Wendell Berry names this vision with clarity:
“If we were sincerely looking for a place of safety… we would begin to turn to our communities—not only human neighbors but the water, earth, and air… all the creatures with whom our local life is shared.” -Wendell Berry, The Art of the Commonplace
This reframes exile entirely. Being a minority is not a liability, it is a missional calling, one which the Christian church has picked up as its identity across history and the globe. Christians are to see themselves as exiles, and as such, see themselves as those who seek the flourishing of the place they reside, not as a means to an end, but as the expression of the coming Kingdom in the midst of the human cultural project.
This helps to sharpen our missional questions in the West:
- What would flourishing look like for the people around you, not just spiritually, but holistically?
- How do your skills, vocation, and influence contribute to the common good?
- Where is your workplace, city, or industry broken, and how might God be inviting you to participate in its healing?
Exiles do not withdraw from responsibility. They lean into it and seek flourishing precisely there.

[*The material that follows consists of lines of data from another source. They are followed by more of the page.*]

PR #4212, opened 2024-02-19
Use mockito instead of powermock

### LINKED ISSUE #4201: Replace the usage of PowerMock with Mockito in the Bookkeeper tests
[PowerMock](https://github.com/powermock/powermock/releases) is no longer maintained. The last release way in January 2020.
It should be replaced with Mockito. A similar replacement was done in Pulsar in these PRs:

- https://github.com/apache/pulsar/pull/14098
- https://github.com/apache/pulsar/pull/14250
- https://github.com/apache/pulsar/pull/17696

PowerMock / PowerMockito is holding back from upgrading to Mockito 4.11.0 . Mockito 4.11.x is the last version to support Java 8.
Getting rid of PowerMock will be needed for upgrading some other libraries for supporting newer JDK versions (Java 17 & Java 21).

nodece:
Closes #4201

### Motivation

[PowerMock](https://github.com/powermock/powermock/releases) is no longer maintained. The last release way in January 2020.

### Changes

- Use mockito instead of powermock in the codebase
- Remove powermock library from pom.xml
- Change some code is used for mock/spy object


lhotari:
Great job @nodece

lhotari:
@nodece the next step would be to upgrade Mockito to 4.11. That's the last version that supports Java 8. Would you like to handle it. There are some minor breaking changes in Mockito between 3.x -> 4.x. the upgrade PR in Pulsar could be a useful reference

3. Anchor Yourself in Hope: Remember Where Home Is
Finally, by the end of this passage, Jeremiah refuses to let the exiles forget something crucial: they are not meant to lose themselves in Babylon. God promises that exile is not the end of the story:
“For surely I know the plans I have for you, says the Lord, plans for your welfare and not for harm, to give you a future with hope.” -Jer. 29:11 NRSV
God’s followers are certainly people who settle in fully to the place they reside, but they never forget where home ultimately is.
The New Testament uses a helpful metaphor to describe this tension: ambassadors. An ambassador learns the language, customs, and relationships of the place they inhabit, but they are always shaped by the priorities of another kingdom. Early Christians understood this missional approach deeply. The second-century Epistle to Diognetus describes them this way:
“They dwell in their own countries, but simply as sojourners… they obey the laws, and yet surpass the laws by their lives… they are poor, yet make many rich.”
Christians live deeply in the places they reside, but they do so differently. Not louder, not more powerful, but distinctly, winsomely, and invitationally.
Which leaves some final missional questions:
- What priorities shape your life more: the Kingdom of God or the kingdom you live in?
- Where are you tempted to blend in rather than bear witness?
- What would it look like to live visibly hopeful, without nostalgia, fear, or resentment?
Living Faithfully Where You Already Are
During the experience of exile, God doesn’t give the exiles a strategy for regaining power through Jeremiah. He gives them a vision for faithful presence in exile.
Settle in.
Seek the flourishing of the city.
Signify hope.
Three distinctives that the American and Western church are in desperate need of embodying in our cultural moment. Exile is not a failure, not is it a time to disengage or dominate. It is a time to press in, for it is precisely where God’s work is often most fruitful and effective.
May we in the West learn from our global brothers and sisters connected to Mission ONE, who powerfully embody this exilic missional spirit. May we become faithful in our own exile.